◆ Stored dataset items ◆
PR #5380, opened 2022-08-15
cmd/tailscaled: enable hybrid netstack mode on openbsd too

bradfitz:
Apparently OpenBSD can forward packets with manual configuration,

https://github.com/tailscale/tailscale/issues/2498#issuecomment-1114216999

◆ TASK INSTRUCTIONS ◆
This exercise asks for an exact repeat of the lines from the one holding "Apparently OpenBSD can" through the end of the data above.

◆ TASK SOLUTION ◆
Apparently OpenBSD can forward packets with manual configuration,

https://github.com/tailscale/tailscale/issues/2498#issuecomment-1114216999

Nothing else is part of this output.